The Stockholm Convention is perhaps best understood as having five essential aims:

  1. Eliminate dangerous POPs, starting with the 12 worst
  2. Support the transition to safer alternatives
  3. Target additional POPs for action
  4. Cleanup old stockpiles and equipment containing POPs
  5. Work together for a POPs-free future
  • The Global Environmental Facility (GEF) is the designated interim financial mechanism for the Stockholm Convention.
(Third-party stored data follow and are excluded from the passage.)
PR #17810, opened 2026-04-24
osc.lua: don't write to user-data continously while moving the mouse

guidocella:
When moving the cursor in the area that shows the OSC, user-data/osc/hover-sec and user-data/osc/draw-preview get set to nil over and over, which gets logged in verbose level. Unset them only when leaving the seekbar.

### DIFF
--- a/player/lua/osc.lua
+++ b/player/lua/osc.lua
@@ -322,6 +322,7 @@ local state = {
     last_mouseX = nil, last_mouseY = nil,   -- last mouse position, to detect significant mouse movement
     last_touchX = -1, last_touchY = -1,     -- last touch position
     mouse_in_window = false,
+    hover_sec = -1,
     fullscreen = false,
     tick_timer = nil,
     tick_last_time = 0,                     -- when the last tick() was run
@@ -1213,11 +1214,15 @@ local function render_elements(master_ass)
                     elem_ass:append(tooltiplabel)
 
                     local hover_sec = mp.get_property_number("duration", 0) * (sliderpos / 100)
-                    mp.set_property_number("user-data/osc/hover-sec", hover_sec)
+                    local changed = math.abs(hover_sec - state.hover_sec) > 0.5
+                    if changed then
+                       mp.set_property_number("user-data/osc/hover-sec", hover_sec)
+                       state.hover_sec = hover_sec
+                    end
 
                     -- thumbnail
                     local vop = mp.get_property_native("video-out-params")
-                    local draw_thumbnail = state.osd_dimensions.w > 0 and vop
+                    local draw_thumbnail = state.osd_dimensions.w > 0 and vop and changed
                     if draw_thumbnail then
                         local r_w, r_h = get_virt_scale_factor()
                         local thumb_max = math.min(user_opts.max_thumb_size,
@@ -1258,7 +1263,8 @@ local function render_elements(master_ass)
 
                         mp.set_property_native("user-data/osc/draw-preview", thumb_req)
                     end
-                else
+                elseif state.hover_sec >= 0 then
+                    state.hover_sec = -1
                     mp.set_property_native("user-data/osc/hover-sec", nil)
                     mp.set_property_native("user-data/osc/draw-preview", nil)
                 end
--- a/player/lua/osc.lua
+++ b/player/lua/osc.lua
@@ -962,6 +962,16 @@ local function get_chapter(possec)
     end
 end
 
+local function disable_thumbnail()
+    if state.hover_sec == -1 then
+        return
+    end
+
+    state.hover_sec = -1
+    mp.set_property_native("user-data/osc/hover-sec", nil)
+    mp.set_property_native("user-data/osc/draw-preview", nil)
+end
+
 local function render_elements(master_ass)
     -- when the slider is dragged or hovered and we have a target chapter name
     -- then we use it instead of the normal title. we calculate it before the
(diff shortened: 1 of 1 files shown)


N-R-K (changes requested):
Should be fine.

But I vaguely remember someone suggesting to skip the set as well if hover-sec didn't change. I didn't apply that suggestion since it was performance speculation and always setting/unsetting didn't seem to have any performance issues, but from a log spam pov it might make sense.

Maybe do something like this to kill 2 stones with 1 bird?

```
local changed = abs(state.hover_sec - hover_sec) > 0.05

if chagned then
    // set hover-sec and draw-preview

elseif state.hover_sec >= 0 then
  // unset them, and set state.hover_sec to -1
```

guidocella:
Even moving the mouse slowly the change is already always > 0.1s, even bigger with `--video-sync=audio`. This is with av://lavfi:testsrc which has only 1 minute duration.

N-R-K:
> Even moving the mouse slowly the change is already always > 0.1s

The threshold was just a suggestion. We can also do `0.2` or `0.25` as well. If log spam is the issue then we should obviously fix this as well:

```
[cplayer] Set property: user-data/osc/hover-sec=2.602748 -> 1
[cplayer] Set property: user-data/osc/draw-preview={ ... } -> 1
[cplayer] Set property: user-data/osc/hover-sec=2.602748 -> 1
[cplayer] Set property: user-data/osc/draw-preview={ ... } -> 1
```

kasper93:
You can make it an option. I think updating thumbnail should be in 1s buckets, maybe 10s.

guidocella:
Ok I didn't realize it updates even if you keep the mouse still because I had the video paused. Set to 1 second.

N-R-K:
> You can make it an option. I think updating thumbnail should be in 1s buckets, maybe 10s.

I think the bucketing is better done on the thumbnailer side than on the osc side. Especially since in cases of pregenerated/disk-cached thumbnails the thumbnailer has more information on what the proper bucket size would be. osc should just pick a sensible value to avoid spam.

player/lua/osc.lua
```diff
@@ -1256,9 +1263,12 @@ local function render_elements(master_ass)
                         thumb_ass:draw_stop()
                         thumb_req.ass = thumb_ass.text
 
-                        mp.set_property_native("user-data/osc/draw-preview", thumb_req)
+                        if changed then
```
N-R-K: Why not make it part of the outer `if`, ie. make it part of the `draw_thumbnail` variable?

player/lua/osc.lua
```diff
@@ -1213,7 +1214,13 @@ local function render_elements(master_ass)
                     elem_ass:append(tooltiplabel)
 
                     local hover_sec = mp.get_property_number("duration", 0) * (sliderpos / 100)
-                    mp.set_property_number("user-data/osc/hover-sec", hover_sec)
+                    local changed = false
+                    if not state.hover_sec or
+                       math.abs(hover_sec - state.hover_sec) > 1 then
```
N-R-K: IMO 0.5 is more sensible. But I'm okay with 1 too. No need to change this if you think 1 is fine.

N-R-K (changes requested):

player/lua/osc.lua
kasper93: Why not assign condition to `changed` directly?

player/lua/osc.lua
```diff
@@ -1213,11 +1214,15 @@ local function render_elements(master_ass)
                     elem_ass:append(tooltiplabel)
 
                     local hover_sec = mp.get_property_number("duration", 0) * (sliderpos / 100)
-                    mp.set_property_number("user-data/osc/hover-sec", hover_sec)
+                    local changed = not state.hover_sec or math.abs(hover_sec - state.hover_sec) > 0.5
```
N-R-K: If you use a negative sentinel value instead of `nil` then the nil check becomes unnecessary and you can just do the `abs(a - b)` directly.

Actual hover_sec can never be negative so there shouldn't be any issue there.

N-R-K (changes requested):

player/lua/osc.lua
kasper93: What if `hover_sec` is 0? We don't support 0?

guidocella: 0 is truthy.

player/lua/osc.lua
kasper93: Any reasoning for 0.5s?

N-R-K: Should be enough to give you a bit of sub sec precision while still avoiding unnecessary spam. Maybe it doesn't matter, or maybe it does. I didn't test.

N-R-K (approved):

player/lua/osc.lua
```diff
@@ -1213,11 +1214,15 @@ local function render_elements(master_ass)
...
+                    local changed = math.abs(hover_sec - state.hover_sec) > 0.5
+                    if changed then
+                       mp.set_property_number("user-data/osc/hover-sec", hover_sec)
+                       state.hover_sec = hover_sec
+                    end
 
                     -- thumbnail
                     local vop = mp.get_property_native("video-out-params")
-                    local draw_thumbnail = state.osd_dimensions.w > 0 and vop
+                    local draw_thumbnail = state.osd_dimensions.w > 0 and vop and changed
```
kasper93, line 1235: What if OSC is hidden/shown, without changing the hover position?

guidocella: Made it hide the thumbnail when visibility is changed to `never`. You have to move the mouse after re-showing the OSC to display the thumbnail again though.

player/lua/osc.lua
```diff
@@ -3343,6 +3350,7 @@ local function visibility_mode(mode, no_osd)
         always_on(true)
     elseif mode == "never" then
         enable_osc(false)
+        disable_thumbnail()
```
N-R-K: Should this really be in here or in `hide_osc()`?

To read about the Basel Convention refer to Current Affairs of May 17, 2019


Kerala first state to tap into masala bond market

Paper : General Studies 3

Why in news?

  • Kerala has launched masala bonds of the state owned Kerala Infrastructure Investment Fund Board at the London Stock Exchange worth Rs 2,150 crore becoming the first Indian state to do so.
  • The proceeds of the bond issue will be used to partially rebuilding the infrastructure in Kerala after the devastation of the floods from last year.

What is a masala bond?

  • Masala bonds are bonds issued outside India but denominated in Indian Rupees, rather than the local currency. The term was used by the International Finance Corporation (IFC) to evoke the culture and cuisine of India.
  • Unlike dollar bonds, where the borrower takes the currency (Exchange rate) risk, masala bond makes the investors bear the risk. However, settlement of the bonds is done in dollars due to limited convertibility of the rupee
  • Offshore bonds have its own set of advantages and disadvantages for both the issuer and the investor as well as for the economy. Competition from offshore markets may induce improvements in domestic bonds markets such as strengthening of domestic market infrastructure, improving investor protection and removing tax distortions that hinder domestic market development etc.
  • Against these benefits come the risks associated with financial openness and sudden shifts in capital flows, and the risk that offshore markets may draw liquidity away from the domestic market.